# Interior water leak



## Miami Ragtop (Feb 15, 2011)

Hey guys every time I wash my '66 I get water dripping inside by the parking brake. When I redid the cowl around the windshield I made sure the drain hole was draining. Anyboby run up against this? I thought I saw on this forum something about a drain behind the kick panel. Any ideas?
Thanks,
Miami Ragtop:confused


----------



## joesweeting (May 8, 2011)

I'm dealing with a similar issue with a 69. I cleaned out cowl area and behind the kick panels with a wet dry vac and will check leaks around the windshield later. 

Sent from my ADR6425LVW using AutoGuide.Com Free App


----------



## crustysack (Oct 5, 2008)

the water drains from thr cowl into the area behind the kick panel and then down thru the rocker panel. Over the years the small drain holes get clogged with dirt, debris, old leaves etc,etc. The kick panel needs to come off and the whole vent assembly should be removed to clean this area properly. Best way is a high pressure hose, AND a long stiff piece of wire to dislodge and dirt that has solidified in there. It is a LARGE pain but necessary to allow the water to drain. The area will eventually get clogged again and you will have to do this again BUT to avoid having to do this process every couple of years drill out a LARGER drain hole (1/2") . Water will flow freely from the cowl right out to the ground and not have to travel down the rocker. Also make sure when you put the vent assembly back you use plenty of sealant.


----------



## joesweeting (May 8, 2011)

Thanks for the information. I pulled out the vents behind the kick panels and vacuumed that area. I also removed the wire mesh by the windshield and vacummed the same area but from a different angle. I planned on using HP air to blow it out this weekend. I will have to find a tech manual to find exactly were the drain holes are. I think I'm missing something. 
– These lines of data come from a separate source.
PR #2300, opened 2026-06-04
[conformance] Add examples that require bidi inference of list literals after specialization inference

dcreager:
The conformance suite currently contains the following example:

https://github.com/python/typing/blob/94514b12d6d6ee61fd0204699950265ceb401a8e/conformance/tests/constructors_callable.py#L178-L186

The important point is that `r8` is a generic callable. It has the following signature:

```
[T](x: list[T], y: list[T]) -> Class8[T]
```

Previously, the last line of this example would _require_ that if you pass in list literals of different types, it should be a type inference error. However, the union of the two lists' respective element types is a valid solution — in this case, `T = int | str`.

I've updated these examples so that it's not an error if they succeed. We don't require the more difficult inference result. (This example holds for a simpler generic function, so most of the new tests are in `generics_basic.py`.)

I've also added additional tests for examples where there is genuinely no valid specialization: when one of the arguments is not a list at all, and where the typevar is bounded and the argument is a list that cannot possibly satisfy the upper bound.

### DIFF
--- a/conformance/results/mypy/constructors_callable.toml
+++ b/conformance/results/mypy/constructors_callable.toml
@@ -15,6 +15,10 @@ Line 107: Unexpected errors ['constructors_callable.py:107: error: Expression is
 Line 118: Unexpected errors ['constructors_callable.py:118: error: Incompatible return type for "__new__" (returns "Class6Proxy", but must return a subtype of "Class6")  [misc]']
 Line 128: Unexpected errors ['constructors_callable.py:128: error: Expression is of type "Class6", not "Class6Proxy"  [assert-type]', 'constructors_callable.py:128: error: Too few arguments  [call-arg]']
 Line 145: Unexpected errors ['constructors_callable.py:145: error: Expression is of type "Class6Any", not "Any"  [assert-type]', 'constructors_callable.py:145: error: Too few arguments  [call-arg]']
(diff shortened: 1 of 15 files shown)


JelleZijlstra:
I agree with changing this, but the proposal to require type checkers to infer the union also doesn't feel right. This test isn't about testing precise inference behaviors, it's about testing class constructors. Type inference behavior in cases like this test isn't specified precisely, so we shouldn't force a specific behavior in the conformance suite.

The same behavior is observable in a simpler function:
```python
def f[T](x: list[T], y: list[T]):
    pass

f([1], ["x"])
```

is currently rejected by all type checkers in multiplay.

dcreager:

Sent from my ADR6425LVW using AutoGuide.Com Free App


----------



## BearGFR (Aug 25, 2008)

It it turns out not to be a drain problem, another candidate could be that the metal around the bottom of the windshield is rusted through and leaking.

Bear


----------



## joesweeting (May 8, 2011)

Thanks for the info. I know I have that problem with water leaking into my trunk. I can see a small gap water enters. 

Sent from my ADR6425LVW using AutoGuide.Com Free App


----------